Foto: Helena Wolfenson

“Vixe, um monte de coisa, eu tinha a turnê de lançamento do Grandeza em Portugal e mais umas 40 datas entre abril e agosto na Europa”, lembra Sessa quando o pergunto sobre seus planos para esse ano que foram atropelados pela pandemia. Quarentenado em São Paulo, começou a trabalhar nos passos seguintes após seu disco de estreia, antecipando planos e lança em primeira mão no Trabalho Sujo o primeiro single após aquele disco, “Sereia Sentimental”.

“‘Sereia Sentimental’ é uma música que eu já vinha arranjando pensando num som novo pra um próximo trabalho, é um registro de um tatear no escuro por esse som”, me explica o músico paulistano por email. “As músicas do Grandeza ficam na minha cabeça muito ligadas ao jeito que eu fiz o disco, compondo e gravando tudo meio junto, misturado, entre turnês, em sessões curtas de um, dois dias. “Sereia Sentimental” eu fui pensando, fazendo com mais calma, aconteceu essa coisa de eu usar uma bateria numa música minha que é algo que eu nunca tinha feito antes, mas veio nesse processo de caçar um som, eu ficava ouvindo esse chimbauzinho sacana…”

A bossinha molenga foi gravada em plena quarentena num processo à distância com os outros músicos, o baterista d’O Terno Biel Basile e o baixista norte-americano Mikey Coulton. “Gravei as coisas em casa aqui na Consolação com a motos passando, ai mandei pro Biel botar a bateria em cima e depois pro Mikey botar o baixo e mixar em Nova York”, ele continua. “Confesso que foi um pouco esquisito, eu nunca tive muito tesão em tocar todos os instrumentos numa música, sabe? Pra mim gravar sempre foi uma coisa de botar um monte de gente junta no estúdio pra ver onde a coisa ia dar, na bagunça. Agora teve que ser diferente, mas foi legal também. ”

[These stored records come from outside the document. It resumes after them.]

PR #115, opened 2022-07-07
NEL: embedding-based & fuzzy lexical candidate selection

rmitsch:
## Goals

Implement a working draft picking entity candidates based on 
- similarities in the embedding space between entity description and text
- fuzzy lexical similarity between entity name and text

This description is WIP and will be updated.

## Description

Selects entity candidates based on similarities to the entity vectors in the embedding space, with some postprocessing.

### Types of change

New feature.

## Checklist


benchmarks/nel/configs/nel.cfg
```diff
@@ -39,10 +39,19 @@ entity_vector_length = 64
 incl_context = true
 incl_prior = true
 labels_discard = []
+;get_candidates = {"@misc":"spacy.CandidateGenerator.v1"}
+
+;[components.entity_linker.get_candidates]
+;@misc = "FuzzyStringGetCandidates.v1"
+;dataset_name = "${paths.dataset_name}"
+;max_n_candidates = 50
+;similarity_cutoff = .5
```
polm, line 48: Should this block be removed?

benchmarks/nel/project.yml
```diff
@@ -67,56 +77,80 @@ commands:
...
       - "assets/reddit/entities.pkl"
       - "assets/reddit/entities_failed_lookup.pkl"
       - "assets/reddit/annotations.pkl"
+#      - "assets/mewsli_9/entities.pkl"
+#      - "assets/mewsli_9/entities_failed_lookup.pkl"
+#      - "assets/mewsli_9/annotations.pkl"
     outputs_no_cache:
       - "temp/reddit/kb"
       - "temp/reddit/nlp"
+#      - "temp/mewsli_9/kb"
```
polm, line 94: Looks like there's a lot of commented code here that should be removed?

benchmarks/nel/scripts/parse_wiki_dumps.py
```diff
@@ -1,12 +1,26 @@
...
+    wiki_dump_api.parse(
+        entity_config={"limit": entity_limit},
+        article_text_config={"limit": article_limit},
+        alias_prior_prob_config={"limit": alias_limit}
+    )
 
 
 if __name__ == "__main__":
     typer.run(main)
+    # main(entity_limit=1000000, article_limit=1, alias_limit=1000000000)
```
polm, line 26: Comment can be removed? (Thanks for adding the limit param!)

benchmarks/nel/scripts/wiki/wikidata.py
```diff
@@ -3,21 +3,45 @@
...
+import io
 import json
+import os
 import sqlite3
 from pathlib import Path
-from typing import Union, Optional, Dict, Tuple, Any, List, Set
+from typing import Union, Optional, Dict, Tuple, Any, List, Set, Iterable, Iterator
+import time
+
+import indexed_bzip2
```
polm, line 14: I think this should be removed?

benchmarks/nel/project.yml
```diff
@@ -48,10 +55,13 @@ commands:
     script:
       - "unzip -q -d assets/reddit assets/reddit.zip"
       - "python ./scripts/clean_data.py reddit"
+      - "python ./scripts/clean_data.py mewsli-9"
```
polm, line 58: I think this should be `mewsli_9`? Got an import related error if I didn't change it.

benchmarks/nel/project.yml
```diff
@@ -48,10 +55,13 @@ commands:
     script:
       - "unzip -q -d assets/reddit assets/reddit.zip"
```
polm, line 56: Please add `-o` to always overwrite or something else so repeated runs don't ask for input.

polm (dismissed):
Still running this, but ran into a few minor issues that need fixing.

rmitsch:
> Still running this, but ran into a few minor issues that need fixing.

Thanks for the feedback! I'm currently working on the Mewsli-9 dataset - will clean up when that's done (and aim to merge afterwards).

benchmarks/nel/configs/nel.cfg
```diff
@@ -39,19 +39,19 @@ entity_vector_length = 64
...
 dataset_name = "${paths.dataset_name}"
-max_n_candidates = 100
-lexical_similarity_cutoff = .5
+max_n_candidates = 50
+similarity_cutoff = .5
+; ---------
+;@misc = "EmbeddingGetCandidates.v1"
+;dataset_name = "${paths.dataset_name}"
+;max_n_candidates = 100
+;lexical_similarity_cutoff = .5
```
polm, line 54: Should these be removed?

benchmarks/nel/scripts/compile_corpora.py
```diff
@@ -12,4 +12,5 @@ def main(dataset_name: str):
 
 
 if __name__ == "__main__":
-    typer.run(main)
+    # typer.run(main)
+    main("mewsli_9")
```
polm, line 16: Is this intentional, or is it a result from testing?

polm (commented):
Looks OK, a few small points.

benchmarks/nel/configs/nel.cfg
rmitsch: Yes, these are leftovers from testing.

benchmarks/nel/scripts/compile_corpora.py
rmitsch: The latter.

rmitsch:
> Couple of small things:

Sorry I didn't get back to you earlier! Didn't this last comment. Will clean up `project.yml` and the readme.

rmitsch:
On a different note: running the entire project is obviously unfeasible since the addition of the Wiki dump download and parsing. Other steps could be limited in their runtime rather easily, but we'd still need the downloaded complete Wiki dump, unfortunately. Unsure as to how to proceed here. Any suggestions?

polm:
Can we directly provide the output of processing the dataset somehow? If hosting isn't difficult that would be easiest to set up.

A more principled thing would be to pick a subset, like "people born after 1900" or something. Picking a reasonable subset could be hard though.

rmitsch:
> Can we directly provide the output of processing the dataset somehow? If hosting isn't difficult that would be easiest to set up.
> 
> A more principled thing would be to pick a subset, like "people born after 1900" or something. Picking a reasonable subset could be hard though.

Yes, we could host the .sqlite file with the parsed data. In total it's around 14 GB. I'll look into figuring out a reasonable subset.

rmitsch:
On second thought, this would bypass testing the parsing script. It'd be better if we started with small Wiki dumps and went from there. One option is to 
- locally run through both dumps, 
- pick a limited number of entries - either randomly or in a more principled fashion,
- copy them into a new archive,
- upload the archive so it's publicly available,
- in the test suite: download the smaller test dumps and run all steps (I guess I'd have to adjust `project.yml` for the test case).

This seems like a bother, but is perhaps the only way to test the entire project. Except @svlandeg has a better idea?

svlandeg:
I'm quite fond of having an alternative, much smaller dataset, even if it's perhaps unrealistically small, for testing purposes. Not just for the CI, but also to allow people to have a quick look & run through the project without first having to sit around for hours to wait for the download to finish.

We could think of a very narrow domain like Paul mentioned, and then your outline Raphael does sound sensible to me!

rmitsch:
Suggestion: 
- Pick every Wiki entity mentioning at least one of a set of seed terms related to astronomy (moon, star, galaxy, ...) in their description.
- Parse the Wiki dump again (:smiling_face_with_tear:) and move these entities + their articles into two separate entities/articles archives.
- Upload the archives (where to?) and make them publicly available.
- Comment the original Wiki dump download links and replace them (with an appropriate notice) with links to the smaller test sets.

We could do something similar for the Mewsli dataset, but IIRC the legal situation around redistributing the data was unclear. We could download it in full and then filter it afterwards though with similar terms, otherwise we'd have a large non-astronomy corpus and only astronomical entities to link.

polm:
I think filtering based on seed terms like that makes sense. 

> Upload the archives (where to?) and make them publicly available.

I think the default for this would usually be Github Releases, unless the data is too large or something.

rmitsch:
I filtered by a list of European capitals now (testing the mentioned teams/city names idea). The filtered Wikidata and Wikipedia dumps are 74 and 58 MB respectively. Are we ok with that or do we want a smaller set?

rmitsch:
Git LFS is another option, I guess? Feels kinda weird to me if the only "release" in the repo were the Wiki dump.

polm:
Sorry for the late reply. 

> I filtered by a list of European capitals now (testing the internally discussed sports teams/city names idea). The filtered Wikidata and Wikipedia dumps are 74 and 58 MB respectively. Are we ok with that or do we want a smaller set?

Those sizes sounds great, easy to work with. 

> Git LFS is another option, I guess? Feels kinda weird to me if the only "release" in the repo were the Wiki dump.

We've done this for things like `sense2vec` before. Git LFS would also work but I think using it is pretty awkward, especially for data a user is only likely to use once, especially if we aren't very concerned about diffs.

For files <100MB you can just put them in git, though Github will warn that you should use LFS. We wouldn't want to do that in the main branch here though. One other thing I've heard of people doing is having a "data" branch, so normal checkouts are fast but data is still in git, though I think releases are still preferable since this won't be updated often.

benchmarks/nel/project.yml
```diff
@@ -89,9 +86,9 @@ commands:
       - "temp/${vars.dataset}/nlp"
 
   - name: compile_corpora
-    help: "Compile corpora, separated in in train/dev/test sets"
+    help: "Compile corpora, separated in in train/dev/test sets."
     script:
-      - "python ./scripts/compile_corpora.py ${vars.dataset}"
+      - "python ./scripts/compile_corpora.py ${vars.dataset} True"
```
polm, line 91: Since you're using Typer can't you use a flag here?

```suggestion
      - "python ./scripts/compile_corpora.py ${vars.dataset} --use-filter-terms"
```

benchmarks/nel/scripts/datasets/mewsli_9.py
```diff
@@ -68,12 +68,26 @@ def _create_annotated_docs(self) -> List[Doc]:
...
                     ) as text_file:
+                        lines = text_file.readlines()
+                        doc_text = " ".join(
+                            " ".join(
+                                [
+                                    line.replace("\n", " ").replace("\xa0", ".")
+                                    for line in lines
+                                ]
+                            ).split()
+                        )
```
polm, line 79: What is this code supposed to do? Also is it correct to replace `\xa0` (non-breaking space) with a period and not a space?

benchmarks/nel/scripts/wiki/wiki_dump_api.py
```diff
@@ -24,17 +28,41 @@ def establish_db_connection() -> sqlite3.Connection:
...
+    """Extracts small demo dump by parsing the Wiki dumps and keeping only those entities (and their articles)
+    containing any of the specified filter_terms. The retained entities and articles are written into
+    filter_terms (Set[str]): Terms having to appear in entity descriptions in order to be wrr
+    """
+
+    # entity_ids, entity_labels = wikidata.extract_demo_dump(
+    #     _paths["wikidata_dump"], _paths["filtered_wikidata_dump"], filter_terms
+    # )
+    # with open(_paths["filtered_entity_entity_info"], "wb") as file:
+    #     pickle.dump((entity_ids, entity_labels), file)
```
polm, line 41: If you're leaving this in for debugging or whatever that's fine, just going to flag it here in the review in case. I think there's a few more of these.

benchmarks/nel/scripts/wiki/wiki_dump_api.py
```diff
@@ -24,17 +28,41 @@ def establish_db_connection() -> sqlite3.Connection:
...
+
+    with open(_paths["filtered_entity_entity_info"], "rb") as file:
+        _, entity_labels = pickle.load(file)
+    wikipedia.extract_demo_dump(_paths["wikipedia_dump"], _paths["filtered_wikipedia_dump"], entity_labels)
+
+    # try:
+    #     os.remove(_paths["filtered_entity_entity_info"])
+    # except OSError:
+    #     pass
```
polm, line 50: More comments.

benchmarks/nel/scripts/wiki/wikidata.py
```diff
@@ -102,6 +102,12 @@ def read_entities(
                 clean_line = line.strip()
                 if clean_line.endswith(b","):
                     clean_line = clean_line[:-1]
+                to_search = clean_line.decode("utf-8").lower()
+                if "boston" in to_search and "celtics" in to_search:
+                    obj = json.loads(clean_line)
+                    obj_lbl = obj["labels"].get("en", {}).get("value", "").lower()
+                    if "celtics" in obj_lbl:
+                        x = 3
```
polm, line 110: What is the purpose of this section? 

Also it might be better to call `json.loads` pre-emptively if this block is entered a lot, it looks like it can happen twice for the same line.

polm (commented):
Thank you for building out the filtered version of this! I had a few questions / comments.

benchmarks/nel/scripts/wiki/wiki_dump_api.py
rmitsch: Argh, commented that for testing. Will uncomment. Thanks!

benchmarks/nel/scripts/wiki/wiki_dump_api.py
rmitsch: Same.

benchmarks/nel/scripts/wiki/wikidata.py
rmitsch: Even more testing code I forgot to remove. I was tracking why a [particular entity](https://www.wikidata.org/wiki/Q131371) wasn't included in the filtered dataset.

benchmarks/nel/project.yml
rmitsch: Correct, replaced that meanwhile.

benchmarks/nel/scripts/datasets/mewsli_9.py
rmitsch: `\xa0` seems to be only used after a title in the Mewsli-9/Wikinews corpus, and there usually isn't any end-of-sentence punctuation after the title. I thought that converting `\xa0` into a a period instead might help the pipeline with parsing the text correctly.

This snippet, after replacing special characters with spaces/periods, condenses multiple to single whitespaces by splitting and then joining the document text.

benchmarks/nel/requirements.txt
```diff
@@ -1,3 +1,7 @@
 pyyaml
+requests
```
polm, line 2: Is requests actually used anywhere?

benchmarks/nel/requirements.txt
```diff
@@ -1,3 +1,7 @@
...
 tqdm
-prettytable
\ No newline at end of file
+prettytable
+scikit-learn
+fuzzyset2
+spacyfishing
```
polm, line 7: `datasets` seems to be required but is not included here?

polm (commented):
Still looking at everything but had some more comments about requirements.

benchmarks/nel/requirements.txt
rmitsch: No, that was used for querying the Wiki API, which has been replaced by parsing the dump locally. Removed.

benchmarks/nel/requirements.txt
rmitsch: Hm, why do you think it's required? `datasets` is a local package (`nel.scripts.datasets`).

polm: I got this error running `preprocess`:

```
================================= preprocess =================================
Running command: unzip -q -o -d assets/reddit assets/reddit.zip
Running command: /mnt/pool/code/spacy-projects/benchmarks/nel/env/bin/python ./scripts/clean_data.py nel.cfg
Traceback (most recent call last):
  File "/mnt/pool/code/spacy-projects/benchmarks/nel/./scripts/clean_data.py", line 20, in <module>
    typer.run(main)
  File "/mnt/pool/code/spacy-projects/benchmarks/nel/env/lib/python3.10/site-packages/typer/main.py", line 864, in run
    app()
  File "/mnt/pool/code/spacy-projects/benchmarks/nel/env/lib/python3.10/site-packages/typer/main.py", line 214, in __call__
    return get_command(self)(*args, **kwargs)
  File "/mnt/pool/code/spacy-projects/benchmarks/nel/env/lib/python3.10/site-packages/click/core.py", line 1130, in __call__
    return self.main(*args, **kwargs)
  File "/mnt/pool/code/spacy-projects/benchmarks/nel/env/lib/python3.10/site-packages/click/core.py", line 1055, in main
    rv = self.invoke(ctx)
  File "/mnt/pool/code/spacy-projects/benchmarks/nel/env/lib/python3.10/site-packages/click/core.py", line 1404, in invoke
    return ctx.invoke(self.callback, **ctx.params)
  File "/mnt/pool/code/spacy-projects/benchmarks/nel/env/lib/python3.10/site-packages/click/core.py", line 760, in invoke
    return __callback(*args, **kwargs)
  File "/mnt/pool/code/spacy-projects/benchmarks/nel/env/lib/python3.10/site-packages/typer/main.py", line 500, in wrapper
    return callback(**use_params)  # type: ignore
  File "/mnt/pool/code/spacy-projects/benchmarks/nel/./scripts/clean_data.py", line 16, in main
    Dataset.generate_dataset_from_id(dataset_name).clean_assets()
  File "/mnt/pool/code/spacy-projects/benchmarks/nel/scripts/datasets/dataset.py", line 416, in generate_dataset_from_id
    importlib.import_module(module_name), inspect.isclass
  File "/usr/lib/python3.10/importlib/__init__.py", line 126, in import_module
    return _bootstrap._gcd_import(name[level:], package, level)
  File "<frozen importlib._bootstrap>", line 1050, in _gcd_import
  File "<frozen importlib._bootstrap>", line 1027, in _find_and_load
  File "<frozen importlib._bootstrap>", line 992, in _find_and_load_unlocked
  File "<frozen importlib._bootstrap>", line 241, in _call_with_frames_removed
  File "<frozen importlib._bootstrap>", line 1050, in _gcd_import
  File "<frozen importlib._bootstrap>", line 1027, in _find_and_load
  File "<frozen importlib._bootstrap>", line 1004, in _find_and_load_unlocked
ModuleNotFoundError: No module named 'datasets.nel'
```

And installing `datasets` made it go away, though I guess that was just an accident because of the name collision? Further steps in the pipeline ran OK afterwards too.

rmitsch: Thanks for the log! That was actually a misconfiguration in `project.yml` that should be fixed now. Can you give it another shot without `datasets`?

rmitsch:
Closing and reopening to trigger CI.

polm (approved):
Ran `spacy project run all` with no errors or issues - looks good!

benchmarks/nel/project.yml
```diff
@@ -4,27 +4,38 @@ vars:
...
 assets:
-  - dest: 'assets/reddit.zip'
-    url: 'https://zenodo.org/record/3970806/files/reddit_el.zip?download=1'
-    checksum: 'eea345cc7574a5c9c376748d1871d557'
-    description: Entity linking dataset scraped from Reddit. See [paper](https://arxiv.org/abs/2101.01228).
   - dest: 'assets/wiki/wikidata_entity_dump.json.bz2'
     url: 'https://dumps.wikimedia.org/wikidatawiki/entities/latest-all.json.bz2'
-    description: Wikidata entity dump.
+    description: Wikidata entity dump. Download can take a long time!
+    extra: True
```
svlandeg, line 19: This is a great solution to "hide" the full dumps behind the "extra" flag!

benchmarks/nel/project.yml
```diff
@@ -4,27 +4,38 @@ vars:
...
+    checksum: 'ba2d979105abf174208608b942242fcb'
+  - dest: 'assets/wiki/wikipedia_dump_filtered.xml.bz2'
+    url: 'https://github.com/explosion/projects/releases/download/nel-benchmark-filtered-wiki-data/wikipedia_dump_filtered.xml.bz2'
+    description: Filtered Wikipedia dump for demo purposes.
+    checksum: 'cb624eaa5887fe1ff47a9206c9bdcfd8'
 
 workflows:
   all:
-    - setup
+    - download_mewsli-9
```
svlandeg, line 35: I always find it awkward to type/remember commands that include both a `_` as well as a `-`. Can we maybe shorten this to `download_mewsli`?

rmitsch: Renamed it to `download_mewsli9`. If you prefer `download_mewsli`, feel free to reopen this conversation and I'll adjust it.

benchmarks/nel/README.md
```diff
@@ -47,9 +49,18 @@ in the project directory.
...
+| `assets/wiki/wikipedia_dump.xml.bz2` | URL | Wikipedia dump. Download can take a long time! |
+| `assets/wiki/wikidata_entity_dump_filtered.json.bz2` | URL | Filtered Wikidata entity dump for demo purposes. |
+| `assets/wiki/wikipedia_dump_filtered.xml.bz2` | URL | Filtered Wikipedia dump for demo purposes. |
 
 <!-- SPACY PROJECT: AUTO-GENERATED DOCS END (do not remove) -->
 
-Note that `svn` is required for downloading the Mewsli-9 dataset (should be replaceable by `git` with sparse 
-checkout).
\ No newline at end of file
+Notes:
```
svlandeg, line 59: There should be a very clear & visible warning that this currently doesn't work on Windows

rmitsch: Added one. If you think it's insufficient/would like to change something, feel free to reopen the conversation.

benchmarks/nel/project.yml
```diff
@@ -36,96 +47,94 @@ workflows:
...
       - "configs/datasets.yml"
     outputs_no_cache:
-      - "corpora/reddit/train.spacy"
-      - "corpora/reddit/dev.spacy"
-      - "corpora/reddit/test.spacy"
+      - "corpora/${vars.dataset}/train.spacy"
+      - "corpora/${vars.dataset}/dev.spacy"
+      - "corpora/${vars.dataset}/test.spacy"
 
   - name: train
```
svlandeg, line 109: I do get an error about data not being properly formatted, is this a worry? It does seem to start training afterwards so I'm not sure when exactly that warning is thrown or whether it's significant.

```
E    #       LOSS ENTIT...  SENTS_F  SENTS_P  SENTS_R  ENTS_F  ENTS_P  ENTS_R  NEL_MICRO_F  NEL_MICRO_R  NEL_MICRO_P  SCORE
---  ------  -------------  -------  -------  -------  ------  ------  ------  -----------  -----------  -----------  ------
...\spacy\pipeline\legacy\entity_linker.py:193: UserWarning: [W093] Could not find any data to train the Entity Linker on. Is your input data correctly formatted?
  warnings.warn(Warnings.W093.format(name="Entity Linker"))
  0       0           0.00    88.50    91.58    85.62    0.00    0.00    0.00        98.46        98.46        98.46    0.62
  0     200          23.64    88.50    91.58    85.62    0.00    0.00    0.00        98.46        98.46        98.46    0.62
  0     400          11.84    88.50    91.58    85.62    0.00    0.00    0.00        98.46        98.46        98.46    0.62
```

benchmarks/nel/project.yml
```diff
@@ -36,96 +47,94 @@ workflows:
...
+      - "bash scripts/train.sh ${vars.dataset} ${vars.config} ${vars.training_max_steps} ${vars.gpu_id} "
     deps:
-      - "temp/reddit/kb"
-      - "temp/reddit/nlp"
-      - "corpora/reddit/train.spacy"
-      - "corpora/reddit/dev.spacy"
+      - "temp/${vars.dataset}/kb"
+      - "temp/${vars.dataset}/nlp"
+      - "corpora/${vars.dataset}/train.spacy"
+      - "corpora/${vars.dataset}/dev.spacy"
```
svlandeg, line 117: The `outputs` specification is missing for the `train` command

benchmarks/nel/scripts/datasets/evaluation.py
```diff
@@ -144,8 +149,8 @@ def report(evaluation_results: Tuple["EvaluationResults"]) -> None:
             eval_result._extend_report_overview_table(overview_table)
             eval_result._extend_report_labels_table(label_table, tuple(labels))
 
-        logger.info(overview_table)
-        logger.info(label_table)
+        logger.info("\n" + str(overview_table))
+        logger.info("\n" + str(label_table))
```
svlandeg, line 153: This is from an older PR, but I would rename "TPOS", "FPOS" and "FNEG" to "TP", "FP" and "FN" as those terms are more standard.

Also, for the second table, is the main use-case that we want to compare performance on labels within a model, or do we want to compare the performance of one label across models? The table supports the former, but I was kind of expecting the latter, in which case I would sort the entries differently: first for each label show all models and their scores, only then continue to the next label. But it depends on what the main usage of this table is.

benchmarks/nel/scripts/datasets/dataset.py
```diff
@@ -220,61 +249,86 @@ def evaluate(
         candidate_generation: bool = True,
         baseline: bool = True,
         context: bool = True,
+        spacyfishing: bool = True,
         n_items: Optional[int] = None,
     ) -> None:
         """Evaluates trained pipeline on test set.
         baseline (bool): Whether to include baseline results in evaluation.
         context (bool): Whether to include the local context in the model.
+        spacyfishing (bool): Whether to include evaluation with spacyfishing.
```
svlandeg, line 258: The docstring is missing the `candidate_generation` part.

benchmarks/nel/configs/nel.cfg
```diff
@@ -41,8 +41,10 @@ incl_prior = true
 labels_discard = []
 
 [components.entity_linker.get_candidates]
-@misc = "EmbeddingGetCandidates.v1"
+@misc = "FuzzyStringGetCandidates.v1"
```
svlandeg, line 44: It's kind of unfortunate that the project doesn't show the difference between these two candidate generators in the `evaluate` step. I wonder whether that could be done by dynamically looping through the candidate generator options/configs, replacing them in the config at inference time and then show more detailed results instead of just "Candidate Gen." in the final tables?

That's assuming that we're training on gold entities, because otherwise the training is also affected by this choice.

benchmarks/nel/scripts/candidate_generation/lexical.py
```diff
@@ -0,0 +1,32 @@
+""" Candidate generation via distance in lexical space. """
+from typing import Iterable
+
+from spacy.kb import KnowledgeBase, Candidate
+from spacy.tokens import Span
+from .base import NearestNeighborCandidateSelector
+from cfuzzyset import cFuzzySet as FuzzySet
+
+
+class CandidateSelector(NearestNeighborCandidateSelector):
```
svlandeg, line 10: They're both called `CandidateSelector`?

benchmarks/nel/scripts/datasets/dataset.py
```diff
@@ -220,61 +249,86 @@ def evaluate(
         candidate_generation: bool = True,
         baseline: bool = True,
         context: bool = True,
+        spacyfishing: bool = True,
```
svlandeg, line 252: What does this do exactly?

benchmarks/nel/scripts/datasets/dataset.py
```diff
@@ -220,61 +249,86 @@ def evaluate(
...
         candidate_results = evaluation.EvaluationResults("Candidate gen.")
 
         for example in tqdm.tqdm(
             test_set, total=n_items, leave=False, desc="Processing test set"
         ):
+            example: Example
             if len(example) > 0:
-                correct_ents = {
+                entity_linker: EntityLinker_v1 = self._nlp_best.components[  # type: ignore
+                    self._nlp_best.component_names.index("entity_linker")
```
svlandeg, line 303: Lets move this index to a separate var so that hopefully the declaration of `entity_linker` can be one line instead.

svlandeg (commented):
Nice work! 

I've only tried running it on the filtered data, I suppose the high `Random` F-score (88%) is because the filtered data has much less ambiguity than a realistic dump would have? It makes sense to run a true benchmark on the unfiltered dataset though, so that's fine.

Have you run this on the full unfiltered datasets? What were the results? How do the different candidate generators compare?

rmitsch:
> Have you run this on the full unfiltered datasets? What were the results? How do the different candidate generators compare?

Not in the current version, but it's on my todo list.

benchmarks/nel/scripts/datasets/dataset.py
rmitsch: `spacyfishing` fetches its result individually via an API. This slows down the evaluation process by a lot. For the sake of convenience (esp. with bigger eval. sets) I added this flag in case I just wanted to compare our internal implementations.

benchmarks/nel/project.yml
```diff
@@ -36,96 +47,94 @@ workflows:
...
     script:
-      - "python -m spacy train configs/${vars.config} \
-          --paths.dataset_name reddit \
-          --output training/reddit \
-          --paths.train corpora/reddit/train.spacy \
-          --paths.dev corpora/reddit/dev.spacy \
-          --paths.kb temp/reddit/kb \
-          --paths.base_nlp temp/reddit/nlp \
-          -c scripts/custom_functions.py"
+      - "bash scripts/train.sh ${vars.dataset} ${vars.config} ${vars.training_max_steps} ${vars.gpu_id} "
```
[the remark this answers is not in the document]
rmitsch: And the Mewsli download fails? What's the output there, out of curiosity?

benchmarks/nel/project.yml
```diff
@@ -36,96 +47,94 @@ workflows:
...
     script:
-      - "unzip -q -d assets/reddit assets/reddit.zip"
-      - "python ./scripts/clean_data.py reddit"
+      - "python ./scripts/clean_data.py ${vars.dataset}"
     deps:
-      - "assets/reddit.zip"
+      - "assets/${vars.dataset}"
     outputs:
-      - "assets/reddit"
+      - "assets/${vars.dataset}"
```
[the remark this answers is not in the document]
rmitsch: We could introduce a new directory for the cleaned corpora. Didn't do that because I thought it'd be more elegant to modify the corpus in-place. Should we do a separate directory with a cleaned corpus copy?

benchmarks/nel/project.yml
rmitsch: This seems to be due to some documents not having entities in them (that happening once is enough to trigger the warning IIRC). So AFAIK this is not super relevant - when I checked most documents _had_ entities.

benchmarks/nel/project.yml
rmitsch: Added. Btw, is there a good reason to use `output_no_cache` for anything we produce here? Just noticed that I'm using `output_no_cache` in most steps, but don't remember why :upside_down_face:

benchmarks/nel/configs/nel.cfg
rmitsch: I was thinking about that too, but discarded the idea because I thought it would make things messier than necessary by moving away from the one config -> one run idea. Not ruling it out though. 

Alternative idea: store evaluation data in a machine-readable format and add a step comparing the performance from multiple collected runs somehow? 
So we'd have to run the whole workflow multiple times and then could do `spacy project run compare_evaluations` - or something similar - and get a table comparing the results from different runs (e.g. different candidate generators).

benchmarks/nel/scripts/candidate_generation/lexical.py
rmitsch: I kinda like the _different module name_ with _same class name_ pattern if the classes have the same purpose I'm good with changing the names though. `lexical.CandidateSelector` to `lexical.LexicalNNCandidateSelector`, `embeddings.CandidateSelector` -> `embeddings.EmbeddingNNCandidateSelector`?

benchmarks/nel/scripts/datasets/dataset.py
rmitsch: Dunno why it took me so long to learn about `.get_pipe()` :smile:

benchmarks/nel/project.yml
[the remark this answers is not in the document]
svlandeg: The Mewsli download failed because of `wget` not being available in Git Bash, but there will likely be other errors as well.

benchmarks/nel/project.yml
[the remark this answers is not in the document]
svlandeg: I'd personally like that better, but I guess it's a matter of taste, so I don't mind strongly either way.

benchmarks/nel/project.yml
svlandeg: Maybe we need to revisit when to raise this warning then. We currently raise it per batch on `update`, but maybe there's an earlier point in the pipeline when we could check whether there is *any* correct data, to avoid FP warnings like these.

benchmarks/nel/project.yml
svlandeg: cf https://spacy.io/usage/projects#deps-outputs :-)

benchmarks/nel/scripts/candidate_generation/lexical.py
svlandeg: I personally think it complicates discussions when talking about these things and you always have to contextualise the class names with the exact path. But yea the long names get very verbose :'(

benchmarks/nel/configs/nel.cfg
svlandeg: Yea, that'd be nice. And we could just store the different configs rather than automatically generating them, maybe, because then the configs can be more easily copy/pasted by users.

benchmarks/nel/scripts/candidate_generation/lexical.py
rmitsch: True. I'm good with changing the names, I think in this case the more verbose names are still ok. Should we?

benchmarks/nel/configs/nel.cfg
rmitsch: Makes sense for a benchmark, I think. I'd suggest doing that in a different PR though, if that's ok with you?

benchmarks/nel/scripts/datasets/evaluation.py
rmitsch: Haven't really thought about that - I agree that the latter use case makes more sense. Adapted it accordingly & renamed TPOS etc.

benchmarks/nel/scripts/candidate_generation/lexical.py
svlandeg: I think I'd drop the `NN` bit from the longer names, but yea otherwise they're OK to use for this project :-)

benchmarks/nel/configs/nel.cfg
svlandeg: Sure!

benchmarks/nel/project.yml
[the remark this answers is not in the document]
rmitsch: Added `raw` and `clean` directories in `/assets/${vars.dataset}`.

svlandeg (approved):
Nice work, Raphael!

Sessa, como muitos, aproveita a quarentena para uma fase inevitavelmente mais introspectiva da vida. “Tenho tentado cuidar da casa, da comida, da cabeça, do corpo e das pessoas próximas. Dias melhores e dias piores, não é? Tenho também tomado cuidado pra não ficar me cobrando pra sair desse período com um disco escrito. Acho isso meio perigoso, encarar tudo o que está acontecendo, sem nem compreendermos direito o que isso é, já é uma tarefa entanto…”, divaga.

E quando pergunto sobre o que ele está achando deste período, ele vai além: “Bom, no Bolsonaristão, acho que sempre vale reiterar que esse período apresenta um problema sério e real: tem um vírus contagioso, sobre o qual não sabemos muito, matando muita gente por ai. Ai também acho que pode ser uma janela para uma lição de humildade. Fiquei triste em ter tantos shows cancelados, e fico preocupado com a grana e a perspectiva de trabalho, é claro, mas acho que ficar focando só na falta e na perda não ajuda também. Acho que esse freio brusco na máquina do mundo é bom em certo sentido pra gente pensar pra que mundo a gente que voltar, e que seja um mundo mais justo e ecológico.” Tá certo.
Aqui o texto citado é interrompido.